* [PROBLEM]
Look for the word "which" in the entries and copy each line where it appears.

Stored items:
Issue #320, opened 2015-11-23
Add ConfigureAwait(false) when retrieving metadata.


brentschmaltz:
Getting metatdata will deadlock in the application layer when the httpcontext is locked. We need to maintain the async behavior and not use .Result.

brentschmaltz:
Fixed with https://github.com/AzureAD/azure-activedirectory-identitymodel-extensions-for-dotnet/pull/321

PR #321, opened 2015-11-23
Add ConfigureAwait(false) when retrieving metadata. #320

brentschmaltz:
Add ConfigureAwait(false) when retrieving metadata. #320


src/Microsoft.IdentityModel.Protocols/Configuration/ConfigurationManager.cs
```diff
@@ -152,7 +152,7 @@ public TimeSpan RefreshInterval
         /// <remarks>If the time since the last call is less than <see cref="AutomaticRefreshInterval"/> then <see cref="IConfigurationRetriever{T}.GetConfigurationAsync"/> is not called and the current Configuration is returned.</remarks>
         public async Task<T> GetConfigurationAsync()
         {
-            return await GetConfigurationAsync(CancellationToken.None);
+            return await GetConfigurationAsync(CancellationToken.None).ConfigureAwait(false);
```
PinpointTownes: nit: you can remove `async` and directly return the task here, without having to use `ConfigureAwait(false);`.

tushargupta51:
@brentschmaltz do we need configureAwait in FileDocumentRetriever also?

tushargupta51:
:shipit:

brentschmaltz:
Fixed issue #321 (Configure Await)

Issue #325, opened 2015-12-02
Update RsaSecurityKey and ECDsaSecurityKey to support cross-platform scenarios


PinpointTownes:
In IdentityModel 5, `RsaSecurityKey` and `ECDsaSecurityKey` are directly tied to `RSAParameters` and `CngKey`, which prevents cross-platform and advanced scenarios like using a HSM.

These primitives should only accept `RSA` and `ECDsa` instances in their constructor parameters and determining the right implementation should be made by the classes using `RsaSecurityKey` and `ECDsaSecurityKey`, just like in IdentityModel 4.

tushargupta51:
@PinpointTownes How `RSAParameters` prevent cross plat scenarios? `RSAParameters` is available on unix/coreclr: https://github.com/dotnet/corefx/blob/c02d33b18398199f6acc17d375dab154e9a1df66/src/System.Security.Cryptography.OpenSsl/src/System/Security/Cryptography/RSAOpenSsl.cs#L44

PinpointTownes:
Actually, RsaSecurityKey's issue is not about cross-platform but about usability: not being able to flow a `RSA` instance prevents tons of advanced scenarios like using a `RSACryptoServiceProvider` tied to a HSM.

tushargupta51:
@PinpointTownes @brentschmaltz this came up in the review of PR #334 and I want to start the discussion here to agree upon a solution before I make any further changes to the PR.

What is the best place to put these constructors that take `RSA` and `ECDSA` instances, is it the `RsaSecurityKey`/`ECDsaSecurityKey` classes or `AsymmetricSignatureProvider` or both. Comparing to System.IdentityModel 4.5, `RsaSecurityKey` has the constructor that takes the `Rsa` instance as well as the `AsymmetricSignatureFormatter`/Deformatter (which is similar to SignatureProviders in Wilson) took the `Rsa` instance in the constructor.

@brentschmaltz pointed out that it does not look right that we create a SecurityKey from an `Rsa` instance which is essentially a signature provider and then use that key to create the `SignatureProvider`. Why not have a constructor on `SignatureProvider` that takes `AsymmetricAlgorithm` and try to cast it as `ECDsa` or `RSA`, if it cannot then we throw.

PinpointTownes:
[...]

Issue #324, opened 2015-12-02
Fix AsymmetricSignatureProvider to support RSA keys on CoreCLR/Linux


PinpointTownes:
Moved from https://github.com/AzureAD/azure-activedirectory-identitymodel-extensions-for-dotnet/issues/179#issuecomment-155972405.

_____________

On CoreCLR, `AsymmetricSignatureProvider` tries to use `RSACng` (which is Windows-specific) instead of `RSAOpenSsl`.

      System.DllNotFoundException: Unable to load DLL 'ncrypt.dll': The specified module could not be found.
       (Exception from HRESULT: 0x8007007E)
         at Interop.NCrypt.NCryptOpenStorageProvider(SafeNCryptProviderHandle& phProvider, String pszProviderName, Int32 dwFlags)
         at Internal.Cryptography.Helpers.OpenStorageProvider(CngProvider provider)
         at System.Security.Cryptography.CngKey.Import(Byte[] keyBlob, CngKeyBlobFormat format, CngProvider provider)
         at System.Security.Cryptography.RSACng.ImportParameters(RSAParameters parameters)
         at System.IdentityModel.Tokens.AsymmetricSignatureProvider.ResolveDotNetCoreAsymmetricAlgorithm(AsymmetricSecurityKey key, String algorithm, Boolean willCreateSignatures)
         at System.IdentityModel.Tokens.AsymmetricSignatureProvider..ctor(AsymmetricSecurityKey key, String algorithm, Boolean willCreateSignatures)
         at System.IdentityModel.Tokens.SignatureProviderFactory.CreateProvider(SecurityKey key, String algorithm, Boolean willCreateSignatures)
         at System.IdentityModel.Tokens.SignatureProviderFactory.CreateForSigning(SecurityKey key, String algorithm)
         at System.IdentityModel.Tokens.RsaSecurityKey.GetSignatureProvider(String algorithm, Boolean verifyOnly)
         at System.IdentityModel.Tokens.SecurityKey.GetSignatureProviderForSigning(String algorithm)
         at System.IdentityModel.Tokens.Jwt.JwtSecurityTokenHandler.CreateJwt(String issuer, String audience, IEnumerable`1 claims, Nullable`1 notBefore, Nullable`1 expires, Nullable`1 issuedAt, SigningCredentials signingCredentials)
[...]

PR #328, opened 2015-12-07
using openssl when running on unix/coreclr

tushargupta51:
Fixing #324. I am not changing ECDsa to use OpenSSL yet since that requires updating ECDsaSecurityKey to work on unix (#325). Will come to that later.


tushargupta51:
@brentschmaltz

PinpointTownes:
It looks fine as a temporary fix, but you should definitely consider updating `RsaSecurityKey`'s constructor to take a `RSA` instance instead of creating one in the signature provider.

PinpointTownes:
:shipit:

ericstj:
@bartonjs don't we have a cross-plat type for RSACng/RSAOpenSsl?

The current implementation will cause the JIT to hit the OpenSSL assembly, even on Windows.  That won't work in the future.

* [ANSWER SPACE]
In IdentityModel 5, `RsaSecurityKey` and `ECDsaSecurityKey` are directly tied to `RSAParameters` and `CngKey`, which prevents cross-platform and advanced scenarios like using a HSM.
What is the best place to put these constructors that take `RSA` and `ECDSA` instances, is it the `RsaSecurityKey`/`ECDsaSecurityKey` classes or `AsymmetricSignatureProvider` or both. Comparing to System.IdentityModel 4.5, `RsaSecurityKey` has the constructor that takes the `Rsa` instance as well as the `AsymmetricSignatureFormatter`/Deformatter (which is similar to SignatureProviders in Wilson) took the `Rsa` instance in the constructor.
@brentschmaltz pointed out that it does not look right that we create a SecurityKey from an `Rsa` instance which is essentially a signature provider and then use that key to create the `SignatureProvider`. Why not have a constructor on `SignatureProvider` that takes `AsymmetricAlgorithm` and try to cast it as `ECDsa` or `RSA`, if it cannot then we throw.
On CoreCLR, `AsymmetricSignatureProvider` tries to use `RSACng` (which is Windows-specific) instead of `RSAOpenSsl`.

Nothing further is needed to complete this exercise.